→ Your instructions
Only one number is wanted here: how many lines of the data hold "typo".

→ Recorded information

-=-=-=-=-

PR #127, opened 2020-07-08
.gitignore: ignore the generated documentation

tarsius:
There's not much else I could say here.

### DIFF
--- a/.gitignore
+++ b/.gitignore
@@ -1,2 +1,4 @@
+/Documentation/html/
+/Documentation/man1/
 /t/test-results
 /t/trash directory*


newren:
Sorry for the long delay in responding...

I'm curious about the motivation here.  I never generate the documentation within git-filter-repo and don't even know how to.  Is it easy?  How are you doing it?  Personally, I just cheat and symlink git-filter-repo.txt into git.git sources and ran make from its Documentation/ subdirectory.

Other than that, the patch and commit message look good but I am curious more about why or how this affects you (and maybe if you're doing something better I should copy...)

tarsius:
> Sorry for the long delay in responding...

Well there's this other issue where I am taking an even longer time, so...

> I'm curious about the motivation here. I never generate the documentation within git-filter-repo and don't even know how to. Is it easy? How are you doing it? Personally, I just cheat and symlink git-filter-repo.txt into git.git sources and ran make from its Documentation/ subdirectory.

I'm just using your `update-docs` make target and I have a symlink in `~/man/man1` to actually be able to easily read the manual page. It's a hack on top of your hack I am afraid. Unfortunately I haven't figured out anything that could help us to generate/install the documentation more gracefully.

newren:
Well, it certainly doesn't hurt anything, and if it makes it easier for you then it seems fine.  I went ahead and merged it; thanks!

tarsius:
Cheers!

Issue #128, opened 2020-07-09
Three undefined names in Python code


cclauss:
[flake8](http://flake8.pycqa.org) testing of https://github.com/newren/git-filter-repo on Python 3.8.3

$ __flake8 . --count --select=E9,F63,F7,F82 --show-source --statistics__
```
./git_filter_repo.py:2804:14: F821 undefined name 'callback'
      return callback #namespace['callback']
             ^
./git_filter_repo.py:3519:51: F821 undefined name 'branch'
                         (decode(marks_basename), branch))
                                                  ^
./t/t9391/erroneous.py:12:44: F821 undefined name 'progress'
  print("Decipher this: "+''.join(reversed(progress.message)))
                                           ^
3     F821 undefined name 'callback'
3
```
https://flake8.pycqa.org/en/latest/user/error-codes.html

On the flake8 test selection, this PR does _not_ focus on "_style violations_" (the majority of flake8 error codes that [__psf/black__](https://github.com/psf/black) can autocorrect).  Instead, these tests are focus on runtime safety and correctness:
* E9 tests are about Python syntax errors usually raised because flake8 can not build an Abstract Syntax Tree (AST).  Often these issues are a sign of unused code or code that has not been ported to Python 3.  These would be compile-time errors in a compiled language but in a dynamic language like Python, they result in the script halting/crashing on the user.
* F63 tests are usually about the confusion between identity and equality in Python.  Use ==/!= to compare str, bytes, and int literals is the classic case.  These are areas where __a == b__ is True but __a is b__ is False (or vice versa).  Python >= 3.8 will raise SyntaxWarnings on these instances.
* F7 tests logic errors and syntax errors in type hints
* F82 tests are almost always _undefined names_ which are usually a sign of a typo, missing imports, or code that has not been ported to Python 3.  These also would be compile-time errors in a compiled language but in Python, a __NameError__ is raised which will halt/crash the script on the user.

newren:
I apologize for the lengthy delay in getting back to your report, especially given how high quality it is.  Thanks for taking the time to report these issues and for the pointer to flake8; it seems very cool.  Of the three cases reported:

* the last was a case meant to have an error, but somewhere else that executes earlier.  The highlighted line of code just didn't make sense and was clearly a copy-and-paste from another testcase.  While the line doesn't get executed because of an earlier error, this just makes the demos harder to understand.  I just rewrote that callback.
[...]

PR #130, opened 2020-07-10
Undefined name: branch --> full_branch

cclauss:
As discussed in #128

### DIFF
--- a/git-filter-repo
+++ b/git-filter-repo
@@ -3516,7 +3516,7 @@ class RepoFilter(object):
         contents = subproc.check_output(cmd)
       except subprocess.CalledProcessError as e: # pragma: no cover
         raise SystemExit(_("Failed loading %s from %s") %
-                         (decode(marks_basename), branch))
+                         (decode(marks_basename), full_branch))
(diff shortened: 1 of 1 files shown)


newren:
Sorry for the delay in responding.  Thanks for the awesome bug report and the patch.  The diff looks good, but the commit message needs some touch-ups:
  * As per git.git guidelines, use an "area: " prefix and follow with imperative tense
  * As per git.git guidelines, please provide a Signed-off-by on your commit message (https://github.com/git/git/blob/master/Documentation/SubmittingPatches#L300)

So the commit message might look something like: """
filter-repo: fix typo to correct undefined variable name

Signed-off-by: $YOUR_NAME <$YOUR_EMAIL>
"""

newren:
I'm assuming that your deletion of the branch means you'd rather not take the time to fix it up, probably related to how slow I was to respond.  My apologies.  I fixed up both the problems you reported in commit e4960a53f8 (Fix undefined variable names, 2020-07-27), and recorded you as the reporter of the issues.

Thanks for the reports!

-=-=-=-=-

→ Exercise output
2